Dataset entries

┄┄┄┄┄┄

PR #641, opened 2024-06-18
export API to set RefTime of Updater

AdamKorcz:
This PR exports an API to set the `RefTime` of the trusted metadata of an `Updater`. This is useful for testing time-related cases in the client outside of go-tufs own repository.

### DIFF
--- a/metadata/updater/updater.go
+++ b/metadata/updater/updater.go
@@ -662,7 +662,7 @@ func (update *Updater) GetTrustedMetadataSet() trustedmetadata.TrustedMetadata {
 	return *update.trusted
 }
 
-func (update *Updater) SetRefTime(t time.Time) {
+func (update *Updater) UnsafeSetRefTime(t time.Time) {
 	update.trusted.RefTime = t
 }
 
--- a/metadata/updater/updater.go
+++ b/metadata/updater/updater.go
@@ -662,6 +662,9 @@ func (update *Updater) GetTrustedMetadataSet() trustedmetadata.TrustedMetadata {
 	return *update.trusted
 }
 
+// Sets the reference time that the updater uses.
+// This should only be done in tests.
+// UnsafeSetRefTime is useful when testing time-related behavior in go-tuf.
 func (update *Updater) UnsafeSetRefTime(t time.Time) {
 	update.trusted.RefTime = t
 }
--- a/metadata/updater/updater.go
+++ b/metadata/updater/updater.go
@@ -662,6 +662,10 @@ func (update *Updater) GetTrustedMetadataSet() trustedmetadata.TrustedMetadata {
 	return *update.trusted
 }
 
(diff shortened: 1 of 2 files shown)


metadata/updater/updater.go
```diff
@@ -662,6 +662,10 @@ func (update *Updater) GetTrustedMetadataSet() trustedmetadata.TrustedMetadata {
 	return *update.trusted
 }
 
+func (update *Updater) SetRefTime(t time.Time) {
```
kommendorkapten, line 665:
```suggestion
func (update *Updater) UnsafeSetRefTime(t time.Time) {
```

kommendorkapten: We have some other `Unsafe` methods like [this](https://github.com/theupdateframework/go-tuf/blob/41866142c66ab85ba57bc06fe01be1685fc2afd9/metadata/config/config.go#L46)

If would suggest prefixing this with Unsafe too, and add a comment on why this is needed, and the consequences of using it.

kommendorkapten:
Thanks for the contribution @AdamKorcz, would you mind also adding a comment describing this, why it may be useful and any consequences of using this in a real life application?

AdamKorcz:
> Thanks for the contribution @AdamKorcz, would you mind also adding a comment describing this, why it may be useful and any consequences of using this in a real life application?

https://github.com/theupdateframework/go-tuf/pull/641/commits/faf9792df89ebd60c16f13d49d22d6ea13868b1d - LMK if it needs more context. I have kept it short to align the description with other methods in the file.

metadata/updater/updater.go
```diff
@@ -662,6 +662,13 @@ func (update *Updater) GetTrustedMetadataSet() trustedmetadata.TrustedMetadata {
 	return *update.trusted
 }
 
+// Sets the reference time that the updater uses.
+// This should only be done in tests.
+// UnsafeSetRefTime is useful when testing time-related behavior in go-tuf.
```
kommendorkapten, line 667:
```suggestion
// UnsafeSetRefTime sets the reference time that the updater uses.
// This should only be done in tests.
// Using this function is useful when testing time-related behavior in go-tuf.
```

kommendorkapten: Just a minor change, comments in Go should start with the function name.

kommendorkapten (approved):
Thank you!

kommendorkapten:
@rdimitrov @trishankatdatadog any thoughts?

rdimitrov (approved):
> @rdimitrov @trishankatdatadog any thoughts?

I think it makes sense 👍 I don't think it's worth it that much but I was going to suggest that we can make the ReftTime field private and add set/get methods so setting it is more explicit.

Thanks for these changes, @AdamKorcz 🙌

kommendorkapten:
I think it's fine w/out get/set? The other fields are lacking this, and I think it's clear with the current design?

PR #647, opened 2024-07-17
Update MAINTAINERS.md

trishankatdatadog:
Stepping down to make way for others because unfortunately I have not been as active as I would like. It has been a great honour working with you all, and I hope to continue contributing as much as I can. Thank you all very much for your work!


kommendorkapten (approved):
Thank you for all good work @trishankatdatadog ❤️

PR #650, opened 2024-09-30
Update the staging TUF repo in the multi-repo example

rdimitrov:
The following PR:
* Fixes an issue where the 2nd repo from the multi-repo example no longer serves the necessary metadata files, so we default to using the same CDN URL. Even though it's not that explicit as before it still shows the capability of the multi-repo client feature.
* Regenerate the metadata files for the repo serving the `map.json` target.
* Updates the URLs pointing to the repo serving the `map.json` target.


rdimitrov:
Note that the CI will fail for the`multirepo` example until we merge this. The reasoning is the test relies on these files being already hosted. Perhaps an item we can address in the future.

kommendorkapten (approved):

Issue #654, opened 2024-10-10
Make repository.repositoryType public (repository.RepositoryType) 


eikenb:
The library uses `repository.repositoryType` as a way to manage the role metadata and interact with it while using the library. However the type is private and so cannot be used in any abstractions where you'd want to pass it as an argument.

Please consider making this type public so it can be used in abstractions.

Thanks.

rdimitrov:
hey, @eikenb, thanks for reaching out 🙏 

Do you have a specific use case for using this type? I'm asking this because so far it has been used only in the `examples` and we were discussing moving this package there to simplify things. We can make it public of course while doing this.

eikenb:
Moving the package to the examples area would be a great idea.

Right now, when working off the examples to help understand the package, using this type initially looks like a nice way to work with the roles as a group, when in fact it isn't, and that confuses things.

rdimitrov:
Opened a PR to make the move 👍

PR #656, opened 2024-10-30
Move the repository package under examples/repository

rdimitrov:
The following PR moves the repository package under examples/repository. 

The `repository` package is only used in the examples and there are no plans to build a repository functionality for the time being, so it makes more sense to live under the examples folder for now.

Fixes https://github.com/theupdateframework/go-tuf/issues/654


kommendorkapten (approved):
🎉

PR #658, opened 2024-11-20
fix: multirepo potential nil pointer dereference

MrDan4es:
This PR prevent potential panic on NIL pointer when we trying to download file (from user input repo name for example).

### DIFF
--- a/metadata/multirepo/multirepo.go
+++ b/metadata/multirepo/multirepo.go
@@ -311,8 +311,13 @@ func (client *MultiRepoClient) DownloadTarget(repos []string, targetFile *metada
 	log := metadata.GetLogger()
 
 	for _, repoName := range repos {
+		repoClient, ok := client.TUFClients[repoName]
+		if !ok {
+			return "", nil, fmt.Errorf("no client found for repo %q", repoName)
+		}
+
 		// see if the target is already present locally
-		targetPath, targetBytes, err := client.TUFClients[repoName].FindCachedTarget(targetFile, filePath)
+		targetPath, targetBytes, err := repoClient.FindCachedTarget(targetFile, filePath)
 		if err != nil {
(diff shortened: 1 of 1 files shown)


metadata/multirepo/multirepo.go
```diff
@@ -311,6 +311,11 @@ func (client *MultiRepoClient) DownloadTarget(repos []string, targetFile *metada
 	log := metadata.GetLogger()
 
 	for _, repoName := range repos {
+		if _, ok := client.TUFClients[repoName]; !ok {
```
kommendorkapten, line 314: Would you mind storing the client as a variable, and then use it below on line 320 and 330 to avoid referencing the map again, would be slightly more readable.

kommendorkapten:
Thanks for fixing this. Would you mind amend the commit with a signoff?

MrDan4es:
Done

metadata/multirepo/multirepo.go
```diff
@@ -311,8 +311,14 @@ func (client *MultiRepoClient) DownloadTarget(repos []string, targetFile *metada
 	log := metadata.GetLogger()
 
 	for _, repoName := range repos {
+		repoClient, ok := client.TUFClients[repoName]
+		if !ok {
+			log.Error(fmt.Errorf("client not found"), "No client found for this repo", "repo", repoName)
+			continue
```
rdimitrov, line 317: Don't we want to return an error here instead of continuing?

rdimitrov (approved):
This looks nice! 🙌  Thank you 🚀

metadata/multirepo/multirepo.go
rdimitrov: Thank you! 💯

kommendorkapten (approved):
Thanks!

Issue #660, opened 2024-12-04
Hardcoded timeout in updater.DownloadTarget


eikenb:
https://github.com/theupdateframework/go-tuf/blob/990cdb83f6652d4ab430a9a8c9af520d029fd6d9/metadata/updater/updater.go#L248

We're hitting the timeout above when downloading files using the updater and want to raise it. Maybe this should be passed in as a parameter or added to the UpdaterConfig? Our current workaround is a re-implementation of the DownloadTarget() function that lets us set that value.

rdimitrov:
hey, @eikenb 👋 

Thanks for the raising this 👍 So far we haven't had anyone else raise that 15 seconds are not enough to download a target, but I do see how hardcoding it can become an issue (big targets, slow network, etc) 👍 

I've briefly checked the specification and there's no explicit mentioning of it, so it's up to the implementations to set this accordingly. That said I agree it's fair to make this configurable 👍 

We'll add it to the project planning and we'll try to include in the next release. Of course we'll be more than happy to welcome a PR in case you already have something on your side 🙌 That would make things move up much faster.

sureshkrishnan-v:
Hi, I’d like to work on this issue as a first-time contributor—could you confirm if it’s available and share any guidelines?

sureshkrishnan-v:
Ok,  the timeout hardcoded to 15s needs to be configurable else it defaults to 15s am I right? and need to know how can I get time from updaterconfig struct will it be set at initialisation time ?

rdimitrov:
Yes, it should be available through `config.UpdaterConfig` 👍 

But again, I would wait to see in case @eikenb has anything already prepared so we don't duplicate the same work twice 👍

sureshkrishnan-v:
ok i will wait

eikenb:
@rdimitrov @sureshkrishnan-v ... Sorry for the delayed response. I don't have time to write anything for this currently. So no blocker on my end to letting @sureshkrishnan-v work on it. 

Thanks for the consideration and great to hear it will be addressed.

rdimitrov:
Thanks for the reply, @eikenb 🙏 

@sureshkrishnan-v - I'll assign it to you 👍

sureshkrishnan-v:
I believe I have completed the task as specified. Can I proceed with a PR? #660

rdimitrov:
Hey @sureshkrishnan-v, apologies for replying a bit late 👋 

[...]

PR #665, opened 2024-12-17
Hardcoded timeout

sureshkrishnan-v:
"Fix: Made the timeout in the updater.DownloadTarget configurable with a default value of 15s."


rdimitrov:
Hey, added a comment here regarding the approach on how we might fix this - https://github.com/theupdateframework/go-tuf/issues/660#issuecomment-2605080467 😃

kommendorkapten:
As #682 and #684 are merged, I'm closing this.

Issue #667, opened 2025-01-20
updater.go - misuse of os.WriteFile ?


udf2457:
Given you have:

https://github.com/theupdateframework/go-tuf/blob/830edf88770482a58d7741473f553187a528e614/metadata/updater/updater.go#L595

Its not clear why you are doing this:

https://github.com/theupdateframework/go-tuf/blob/830edf88770482a58d7741473f553187a528e614/metadata/updater/updater.go#L601

`_, err = file.Write(data)` would surely be a far more sensible construct ?

I'm not going to open a PR on it, I'll leave that to your own coding preferences ...

rdimitrov:
hey, @udf2457, thanks for reaching out. 

I agree both can be used with the difference that one allows you to specify the file permissions explicitly so it might be the reason why we chose it. 

In any case as you mentioned it's a matter of preference and it doesn't affect performance nor behaviour in any way. The amount of imported packages would be the same too. That said, I think we can close the issue for now unless we see more reasons to change it. Wdyt?

udf2457:
Huh ? 🤷  Let me spell it out ?

You are already opening file in line 595 with `os.CreateTemp`.

You have `defer file.Close()` on the "next" line.

`os.WriteFile` is the "next" line after that.

Ergo you already have an open file handler. 

So ....

If you don't like the default permissions, don't use `CreateTemp` ?

Otherwise ... just use the already open file handler, no ?

rdimitrov:
Hey, @udf2457, thanks for the additional details. Can you open a PR addressing this per your suggestions? Thank you 🙏

udf2457:
Thx for merging @kommendorkapten, @rdimitrov ❤ . Will close this.

PR #669, opened 2025-01-21
updater.go: replace os.WriteFile with file.Write()

udf2457:
Ref https://github.com/theupdateframework/go-tuf/issues/667

I also added an explicit `file.Close()` on the error conditions here because otherwise `defer file.Close()` would be called after the `file.Remove()`, IIRC Windows errors if you attempt to remove an open file.

### DIFF
--- a/metadata/updater/updater.go
+++ b/metadata/updater/updater.go
@@ -597,10 +597,22 @@ func (update *Updater) persistMetadata(roleName string, data []byte) error {
 		return err
 	}
 	defer file.Close()
-	// write the data content to the temporary file
-	err = os.WriteFile(file.Name(), data, 0644)
+	// change the file permissions to our desired permissions
+	err = file.Chmod(0644)
 	if err != nil {
-		// delete the temporary file if there was an error while writing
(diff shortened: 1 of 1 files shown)


rdimitrov (approved):

kommendorkapten:
This looks good, but I'm thinking about the `defer file.Close()` on line 599, we can remove that too right? 
As there are no paths now when there is no `file.Close()`. It's closed explicitly on line 624 before `os.Rename()`.

metadata/updater/updater.go
```diff
@@ -597,10 +597,22 @@ func (update *Updater) persistMetadata(roleName string, data []byte) error {
 		return err
 	}
 	defer file.Close()
```
kommendorkapten, line 599:
```suggestion
```

kommendorkapten (approved):
Thank you!

kommendorkapten:
@rdimitrov would you take an an extra look?

rdimitrov (approved):
Looks good 🚀 I see we can also remove some of the err variables and put the statement in the if condition directly but that's just cosmetics and can be a separate PR.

┄┄┄┄┄┄

### [Exercise goal]
Gather up every line in the data above that contains the word "WriteFile", copying each one.

### [Output for this exercise]
updater.go - misuse of os.WriteFile ?
`os.WriteFile` is the "next" line after that.
updater.go: replace os.WriteFile with file.Write()
-	err = os.WriteFile(file.Name(), data, 0644)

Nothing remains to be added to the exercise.